Les histoires des films que nous faisons chez Pixar viennent toujours du coeur. Elles naissent de choses personnelles, de choses qui comptent pour nous et nous émeuvent. C’est cela qui leur apporte leur richesse d’émotion et leur donne un véritable sens.”


Notez le détail des nuages dans le ciel formant des empreintes de pneus.
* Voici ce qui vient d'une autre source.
PR #2009, opened 2023-05-03
vdk-dag: fix errors in the api responses

murphp15:


gageorgiev (approved):

projects/vdk-plugins/vdk-dag/tests/test_dag.py
```diff
@@ -327,6 +340,8 @@ def test_dag_concurrent_running_jobs_limit(self):
                         )  # assert that max concurrent running jobs is not exceeded
                     if request.method == "GET":
                         execution = json.loads(response.response[0])
+                        if isinstance(execution, list):
+                            execution = execution[0]
```
yonitoo, line 344: Is that check needed? We are parsing the response on the previous line by taking the first (and only) element of the response.response list, which is JSON. Therefore, isn't the type of "execution" always going to be dict?

yonitoo (commented):
Looks good overall! Left just one comment.

projects/vdk-plugins/vdk-dag/tests/test_dag.py
murphp15: Yeah this is needed some of the request return a list of executions and some return only a single one.

PR #2013, opened 2023-05-04
control-service: logs url can include team name

murphp15:
# Why
Often the URL where the logs are stored will need the team name. 
An example of this is when using our own api to serve the logs.

# What
team name can now be used in the URL 

# How has this been tested 
Updated unit tests. 
In the next two days I will be incorporating this change into quickstart vdk. 

I can wait till it is incorporated in that to merge this if ppl don't feel comfortable with the unit test.


projects/control-service/projects/pipelines_control_service/src/main/java/com/vmware/taurus/service/execution/JobExecutionLogsUrlBuilder.java
```diff
@@ -50,6 +51,7 @@ public class JobExecutionLogsUrlBuilder {
   static final String EXECUTION_ID_VAR = "execution_id";
   static final String OP_ID_VAR = "op_id";
   static final String JOB_NAME_VAR = "job_name";
+  static final String TEAM_NAME_VAR = "team_name";
```
ivakoleva, line 54: Please update docs on config usages, for example https://github.com/vmware/versatile-data-kit/blob/main/projects/control-service/projects/helm_charts/pipelines-control-service/values.yaml#L980

ivakoleva (approved):

projects/control-service/projects/pipelines_control_service/src/main/java/com/vmware/taurus/service/execution/JobExecutionLogsUrlBuilder.java
murphp15: Done! thanks

zverulacis (approved):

En 2001, John Lasseter, Joe Ranft, la productrice Darla Anderson, les créateurs des décors Bob Pauley et Bill Cone, et plusieurs autres membres clés de l’équipe de production se sont rendus à Oklahoma City. De là, ils sont partis dans quatre Cadillac blanches pour un voyage de neuf jours sur la Route 66. L’historien et écrivain Michael Wallis a dirigé cette petite expédition, leur a fait découvrir les lieux et présenté les gens qui rendent cette route si spéciale. A chaque étape du trajet, l’équipe a d’abord observé la “patine” des villes, et la richesse des textures et des couleurs. Ils ont étudié les publicités peintes sur les côtés des bâtiments, passées par les intempéries ou recouvertes en partie. Ils ont observé les formations rocheuses et les nuages, la végétation, tout ce qui fait l’univers de ces petites villes à l’écart des grandes routes.

 

 

 


John Lasseter tenait absolument à ce que les personnages ressemblent à de vraies voitures et paraissent le plus réalistes possible. Ce qui voulait dire de nouveaux défis à relever pour l’équipe technique de Pixar. Avoir un film où les personnages sont métalliques et ont des lignes courbes et profilées signifiait qu’il fallait trouver de nouveaux moyens de traiter les reflets. Cars est le premier film Pixar à utiliser le “ray tracing”, une technique qui permet aux voitures de refléter leur environnement de façon réaliste. L’ajout de reflets dans quasiment chacun des plans du film a considérablement rallongé la durée de calcul des images. Le temps de calcul moyen pour une seule des images de ce film est de 17 heures…
Même avec un réseau sophistiqué de 3000 ordinateurs, et des processeurs dernière génération qui fonctionnent jusqu’à quatre fois plus vite que sur Les Indestructibles, il fallait quand même un grand nombre de jours pour calculer une seule seconde du film final. John Lasseter a insisté sur la “fidélité au sujet” et a demandé à l’équipe d’animation de ne pas étirer ou comprimer les voitures d’une manière incompatible avec leur composition métallique.

 

 

Les animateurs ont effectué beaucoup de “tests de route” pour définir le comportement et la façon de bouger des personnages de manière crédible et divertissante. Ils ont trouvé des moyens d’ajouter des déformations subtiles et de légers mouvements qui restaient plausibles avec leur constitution. Ils ont aussi découvert comment utiliser les pneus presque comme des mains pour renforcer l’interprétation.